PR #78, opened 2015-04-24
added monadzip instance for Data.Vector

fhaust:
Adding `MonadZip` instances for `Vector` types allows to use `-XMonadComprehensions` and `-XParallelComprehensions` together:

    >>> :set -XMonadComprehensions
    >>> :set -XParallelListComp
    >>> import qualified Data.Vector as V
    >>> let as = V.fromList [0..10]
    >>> let bs = V.fromList [0..10]
    >>> [ a + b | a <- as | b <- bs ]
    fromList [0,2,4,6,8,10,12,14,16,18,20]

I would like to add the instance for all other types (especially the unboxed type) but I see that there are no instances of `Monad` nor `MonadPlus` there which is probably for a reason?

### DIFF
--- a/Data/Vector.hs
+++ b/Data/Vector.hs
@@ -308,6 +308,8 @@ instance MonadPlus Vector where
   {-# INLINE mplus #-}
   mplus = (++)
 
+-- MonadZip was added in base-4.4.0
+#if MIN_VERSION_base(4,4,0)
 instance MonadZip Vector where
   {-# INLINE mzip #-}
   mzip = zip
@@ -317,6 +319,7 @@ instance MonadZip Vector where
 
   {-# INLINE munzip #-}
   munzip = unzip
+#endif
 
 instance Applicative.Applicative Vector where
   {-# INLINE pure #-}
--- a/Data/Vector.hs
+++ b/Data/Vector.hs
@@ -166,6 +166,7 @@ import Control.DeepSeq ( NFData, rnf )
 import Control.Monad ( MonadPlus(..), liftM, ap )
 import Control.Monad.ST ( ST )
 import Control.Monad.Primitive
+import Control.Monad.Zip
 
 import Prelude hiding ( length, null,
                         replicate, (++), concat,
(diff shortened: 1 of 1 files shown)


gregorycollins:
That module was added in base 4.4; please add ifdefs making compilation conditional on having at least that version.

cartazio:
@gregorycollins  should we still support ghc 7.0 with vector HEAD? 

@fhaust this looks like a reasonable patch! have you tried to verified that whatever laws of MonadZip hold? (it looks like they do, but probably worth checking!)

You wont be able to write such an instance for Storable or Unboxed vectors, because unliked Boxed vector, they have class constraints on their element type! (Storable and Unbox) respectively.  So dont fret about not having those instances, they're not expressible with the standard monad type classes we have in the base libraries

gregorycollins:
@cartazio: there's little reason not to support it if it's not too bothersome to do so, and 7.0 is still being built on the Travis CI.

cartazio:
fair enough :) 
(i do think that as ghc matures more, we should explore new ways to improve the vector library, which could hypothetically push for a smaller support window, though not necessarily)

fhaust:
@cartazio added CPP directives

About the laws, I tested them "by hand". But that's probably better checked by quickcheck. Not sure how to add those though.

cartazio:
you may wanna look in the test suite :) 
https://github.com/haskell/vector/blob/master/tests/Tests/Vector.hs#L539-L551 might be the right spot to add some boxed vector specific tests perhaps?

fhaust:
@cartazio yep ... I looked at [lines 491-496](https://github.com/haskell/vector/blob/master/tests/Tests/Vector.hs#L491-L496 before) before, but those don't look like the quickcheck tests I am used to. I was hesitant to add something that was "out of line" with the tests there.

cartazio:
@fhaust hey, we're on track to do some test suite cleanup in master finally, any comfort in at least updating this PR to provide some quickcheck properties we can wire in? :)

fhaust:
​I'd love to, but last time I tried, I found `vectors` QuickCheck code to
be pretty non-standard. I just didn't manage to implement the properties
there.​


Am 24.07.2016 9:41 nachm. schrieb "Carter Tazio Schonwald" <
notifications@github.com>:

cartazio:
Well, the good news is we plan on burning the test suite with fire. So just write some vanilla properties

fhaust:
Is this already in effect? If so where do the new property tests go?

cartazio:
Nope. We need help doing the test suite sanity ;)

fhaust:
Created a new [pull request](https://github.com/haskell/vector/pull/129) ... that one includes test cases.

cartazio:
yay!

────────

__Activity__.
Lines from the start of the material through the line containing "probably worth checking!)" are wanted. Write them out exactly.

__Solved problem__.
PR #78, opened 2015-04-24
added monadzip instance for Data.Vector

fhaust:
Adding `MonadZip` instances for `Vector` types allows to use `-XMonadComprehensions` and `-XParallelComprehensions` together:

    >>> :set -XMonadComprehensions
    >>> :set -XParallelListComp
    >>> import qualified Data.Vector as V
    >>> let as = V.fromList [0..10]
    >>> let bs = V.fromList [0..10]
    >>> [ a + b | a <- as | b <- bs ]
    fromList [0,2,4,6,8,10,12,14,16,18,20]

I would like to add the instance for all other types (especially the unboxed type) but I see that there are no instances of `Monad` nor `MonadPlus` there which is probably for a reason?

### DIFF
--- a/Data/Vector.hs
+++ b/Data/Vector.hs
@@ -308,6 +308,8 @@ instance MonadPlus Vector where
   {-# INLINE mplus #-}
   mplus = (++)
 
+-- MonadZip was added in base-4.4.0
+#if MIN_VERSION_base(4,4,0)
 instance MonadZip Vector where
   {-# INLINE mzip #-}
   mzip = zip
@@ -317,6 +319,7 @@ instance MonadZip Vector where
 
   {-# INLINE munzip #-}
   munzip = unzip
+#endif
 
 instance Applicative.Applicative Vector where
   {-# INLINE pure #-}
--- a/Data/Vector.hs
+++ b/Data/Vector.hs
@@ -166,6 +166,7 @@ import Control.DeepSeq ( NFData, rnf )
 import Control.Monad ( MonadPlus(..), liftM, ap )
 import Control.Monad.ST ( ST )
 import Control.Monad.Primitive
+import Control.Monad.Zip
 
 import Prelude hiding ( length, null,
                         replicate, (++), concat,
(diff shortened: 1 of 1 files shown)


gregorycollins:
That module was added in base 4.4; please add ifdefs making compilation conditional on having at least that version.

cartazio:
@gregorycollins  should we still support ghc 7.0 with vector HEAD? 

@fhaust this looks like a reasonable patch! have you tried to verified that whatever laws of MonadZip hold? (it looks like they do, but probably worth checking!)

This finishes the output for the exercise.